My current project has a CruiseControl.rb build dedicated to testing our database rollback scripts. Since this does not seem to be a common practice, I thought that I would share our experience.
We have one DDL file and one DML file per release. These are written using rails migration syntax, but we hand over only SQL to the client for releasing. The client wants a rollback script for each release to rollback the database schema and data (as much as possible) to the previous release.
Rollback scripts are hand created and prone to bugs, so we wanted to test them.
We set up a cruise loop specifically designed to test the rollback script. Our criteria for determining if the rollback was successful is:
- The schema of the old version matches the schema of the rolled back database
- The content tables are identical to the old versions. These are tables full of static data that we show on the page. They change with each release as the web pages evolve.
- We can run the old version of the tests against the rolled back database.
Say the team is currently working on release 3. Here is what the cruise build loop does:
- Builds the database to release 2 by running each version of the DDL and DML in succession (eg, DDL v1, DML v1, DDL v2, DML v2)
- Dumps the database schema to a file using “rake db:schema:dump”
- Copies the static data tables to backup tables, eg: content -> content_last_release
- Builds the database to release 3 (DDL v3, DML v3)
- Runs the rollback script
- Dumps the database schema again and compares it with the saved file from step #2
- Checks that the static tables match the backups (content and content_last_release are identical)
- Runs the test suite from the release 2 branch on the current database
When comparing the content tables, it is tempting to write code that pulls the data from both tables as arrays and then does an assert_equal:
content = [..] content_last_release = [..] assert_equal content_last_release, content
However, when this assertion fails, the output will be two huge arrays that are mostly similar.
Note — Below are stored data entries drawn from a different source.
PR #2391, opened 2018-01-17
create epic for launching a jupyter ws kernel

rgbkrk:
This sets up a kernel launching epic that launches kernels on jupyter hosts.

🎉  Connections to remote kernels, ready for desktop, play, and the nteract web app. Connecting this up to Desktop is not a focus for this PR, nor is the UI/config for doing so. The first target is the jupyter extension.

TODO:

* [x] Match semantics of the zeromq kernel launch
* [x] Adapt either the jupyter extension or `rx-jupyter` to adapt the URL based on `location.origin` as necessary
* [x] Integrate into the jupyter extension app
* [x] Tests

### DIFF
--- a/applications/desktop/src/notebook/reducers/app.js
+++ b/applications/desktop/src/notebook/reducers/app.js
@@ -33,6 +33,7 @@ function launchKernel(state: AppRecord, action: NewKernelAction) {
   }
   return cleanupKernel(state).set("kernel", kernel);
 }
+
 function exit(state: AppRecord) {
   return cleanupKernel(state);
 }
--- a/applications/jupyter-extension/nteract_on_jupyter/epics/index.js
+++ b/applications/jupyter-extension/nteract_on_jupyter/epics/index.js
@@ -3,6 +3,22 @@ import { loadEpic } from "./contents";
 import { listKernelSpecsEpic } from "./kernelspecs";
 import { setNotebookEpic } from "./notebook";
 
-const epics = [loadEpic, listKernelSpecsEpic, setNotebookEpic];
+import {
+  executeCellEpic,
+  updateDisplayEpic,
+  commListenEpic,
+  launchWebSocketKernelEpic
+} from "@nteract/core/epics";
+
+// TODO: Bring desktop's wrapEpic over to @nteract/core so we can use it here
+const epics = [
+  executeCellEpic,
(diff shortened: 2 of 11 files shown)


rgbkrk:
One thing that `rx-jupyter` doesn't do that it probably should -- if it's not passed the full URL for the endpoint it should construct the full URL (especially for the websockets) using `location.origin` and the `baseURI`. Another slight annoyance is the different names we have for some of the same bits:

* `baseUrl` - our current jupyter extension base _`URI`_ (e.g. `/user/fvzhyd`)
* `serverUrl` - what we've set up for host records
* `serverConfig.endpoint || serverConfig.url` same thing in rx-jupyter, which is used as the full base URL `https://hub.example.org/user/fvzhyd` yet _can_ also function as the pure base path on a localhost server `/user/fvzhyd` but not in all cases (notably websockets)

Thoughts @theengineear? We mostly just need consistency among these while being able to straddle localhost (HTTP) and remote authenticated servers on HTTPS.

rgbkrk:
Notes from the jupyter notebook server as to why the jupyter extension used `baseURL` -- the server itself uses `baseURL` for that base URI.

theengineear:
@rgbkrk 

>if it's not passed the full URL for the endpoint it should construct the full URL

Is there any reason for us not to required that users of the lib just pass in the full URL, else we just bail in rx-jupyter?

rgbkrk:
> Is there any reason for us not to required that users of the lib just pass in the full URL, else we just bail in rx-jupyter?

I think that's a good standard.

rgbkrk:
Rebased this one to stay up to date, going to town on finishing it off now.

rgbkrk:
The way I'm running this right now (since we don't have the contents API and `SET_NOTEBOOK` integrations setup) is firing off this action with the redux devtools:

```js
{
  type: 'LAUNCH_KERNEL_BY_NAME',
  kernelSpecName: 'python3',
  cwd: '/'
}
```

rgbkrk:
:boom:

rgbkrk:
This _now_ also sets the kernel into the app record. Execution works as does autocomplete. 😄

rgbkrk:
execution

theengineear (approved):
🎉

It is very hard to look at the output and figure out what is different. We used code like this instead:
content = [..] content_last_release = [..] assert_equal , content - content_last_release assert_equal , content_last_release - content
Now, only the differences are displayed when it fails.
The cruise loop has been incredibly helpful. We found numerous bugs in the rollback script. Additionally, we no longer forget to update it when we make database changes.
Obviously, there is always some data that cannot be rolled back. The rolled back database will not be identical to the database before the upgrade. However, this cruise loop ensures that it is as similar as possible.